Gradient of microhardness in the contact zone coating (HEA CoCrFeNiMn) – substrate (alloy 5083)

In recent years, researchers in physical materials science have focused on high-entropy alloys (HEAs) [1; 2], which exhibit abnormally high values of mixing entropy, surpassing those of complex alloys. The HEA concept involves achieving maximum mixing entropy from five or more elements in various atomic ratios. This results in single-phase structures with significant lattice distortion and impeded diffusion, leading to enhanced strength properties and stability over a wide temperature range [3 – 5]. Developed HEAs show promise for applications in electronics, nuclear energy, transport engineering, aerospace, and other industries [6; 7]. The use of HEAs is expected to expand as new compositions are developed and their properties investigated. Currently, extensive information is being gathered and understood about HEA synthesis methods, structural and phase states, defect substructures, and properties.

In this study, the change in microhardness within the contact zone of the HEA CoCrFeNiMn coating on the alloy 5083 substrate was analyzed.

The study used samples of the coating-substrate system, where the coating was a non-equiatomic composition of HEA CoCrFeNiMn, formed on a substrate of alloy 5083 using wire-arc additive manufacturing [3]. The hardness of the material was determined using the Vickers method on a PMT-3 microhardness tester with a load of 5 N. Studies of structural and phase states, defect substructure, and elemental composition were conducted using transmission electron diffraction microscopy on a JEM2100 instrument.

The microhardness of the coating – substrate system varies from 9.9 GPa at the coating – contact zone boundary to 1.5 GPa at the contact zone – substrate boundary. The microhardness of the coating and substrate is 3.0 and 1.0 GPa, respectively (Fig. 1).

The significant change in the microhardness of the contact zone is due to the structural and phase changes of the material when the coating is applied to the substrate. X-ray microanalysis confirmed the chemical homogeneity of the coating and the presence of aluminum atoms, indicating their diffusion from the substrate.

Electron microscope images of the contact zone revealed the formation of a grain-subgrain structure with crystallite sizes ranging from 0.5 to 1.1 μm (Fig. 2, a). Within the grains of such a structure, chaotic and cellular dislocation substructures with a scalar density of approximately 10¹⁰ cm\(^–\)² are present (Fig. 2, b).

Particles of the second phase were found within the volume of grains and subgrains, as well as at their boundaries. The sizes of these particles in the grain volume range from 15 to 17 nm, and at their boundaries from 30 to 35 nm. Analysis of X-ray diffraction patterns established that the chemical composition of the second-phase particles is Al₃Fe₄.

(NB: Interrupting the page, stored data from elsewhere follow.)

PR #663, opened 2021-06-25
Extended Information-forwarding support

Xernium:
This PR brings Waterfall on a forwarding-feature-level with [Velocity](https://github.com/VelocityPowered/Velocity) for better security.
Implemented:
 - Velocity modern forwarding support, courtesy of @astei and the Velocity contributors, this forwarding mode uses a 1.13 and newer feature for a more standardised and less volatile forwarding solution.
 - Bungeeguard forwarding support (natively), courtesy of @lucko this forwarding type is an extension to the standard/legacy Bungeecord forwarding protocol which adds another field/token for authentication.    

This PR is soon to be accompanied by a PR to update the PaperMC/PaperDocs with information on all of this

### DIFF
--- a/BungeeCord-Patches/0061-Rework-information-forwarding.patch
+++ b/BungeeCord-Patches/0061-Rework-information-forwarding.patch
@@ -1,4 +1,4 @@
-From ba6e0e6d2baea3310434b8d2915b0d4a0f823ee0 Mon Sep 17 00:00:00 2001
+From 08f6ce558f755e916b7a1eebff380a6f010acdcb Mon Sep 17 00:00:00 2001
 From: "Five (Xer)" <admin@fivepb.me>
 Date: Wed, 23 Jun 2021 23:10:02 +0200
 Subject: [PATCH] Rework information forwarding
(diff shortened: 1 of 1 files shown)


BungeeCord-Patches/0061-Rework-information-forwarding.patch
```diff
@@ -0,0 +1,371 @@
...
+ }
+diff --git a/api/src/main/java/net/md_5/bungee/api/plugin/PluginManager.java b/api/src/main/java/net/md_5/bungee/api/plugin/PluginManager.java
+index 90031156..f1aad373 100644
+--- a/api/src/main/java/net/md_5/bungee/api/plugin/PluginManager.java
++++ b/api/src/main/java/net/md_5/bungee/api/plugin/PluginManager.java
+@@ -439,6 +439,14 @@ public final class PluginManager
+                         Preconditions.checkNotNull( desc.getName(), "Plugin from %s has no name", file );
+                         Preconditions.checkNotNull( desc.getMain(), "Plugin from %s has no main", file );
+ 
++                        // Waterfall start: Forwarding rework
```
electronicboy, line 94: I err on this, no idea if others have any other thoughts on this, I mean, it makes sense but I don't want this to become a norm in any form of the sense

electronicboy (approved):

BungeeCord-Patches/0061-Rework-information-forwarding.patch
lucko: If it's any help, I'd happily accept a PR in BungeeGuard that implements this the other way around :)

electronicboy: Yea, that would probs be nicer, just feels a bit "shameful" like this, and I don't wanna set the means for that oddball slippy slope of "shaming" plugins <3

electronicboy:
I kinda want this, just solely because I can't be arsed breaking my setup to test waterfall cruddery, there was a linked PR which is closed now, which I have no idea where that derives from, etc, etc; is there any interest in updating this, if Luck has no issues, in good faith, we can probably keep the message as-is

xism4:
> I kinda want this, just solely because I can't be arsed breaking my setup to test waterfall cruddery, there was a linked PR which is closed now, which I have no idea where that derives from, etc, etc; is there any interest in updating this, if Luck has no issues, in good faith, we can probably keep the message as-is

The PR it's same as here but without that excesive log and higher version support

Plate-shaped formations were found in the contact zone on the substrate side. Analysis of dark-field images and indexing of the corresponding X-ray diffraction patterns allows us to conclude that these inclusions are iron aluminides of the composition Al₃Fe₄.

Conclusions

Analysis of the phase elemental composition and defect substructure suggests that the increase in microhardness in the contact zone of the coating-substrate system is due to several factors: the formation of a submicron grain-subgrain structure containing nanosized second-phase particles, solid-solution strengthening resulting from mutual alloying of the coating and substrate, and the formation of plate-shaped iron aluminides. Additionally, differences in thermophysical characteristics between the coating and the substrate may lead to the formation of internal stress fields in the contact zone.